Action item: Across the data below, how many lines hold "background"? Answer with that number and nothing else.

====== Records provided ======

PR #4518, opened 2023-10-13
ISSUE #4517 - fix: reset visual settings crashes the app

### LINKED ISSUE #4517: White screen if the user  resets viewer background colour
### Description
If the user set a background colour of the viewer settings then tries to reset it, this is causing a white screen error.

The error persists even if you refresh, and can only be resolved by deleting local storage

### Steps to replicate
- set a background colour in visual settings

======

Answer box: 3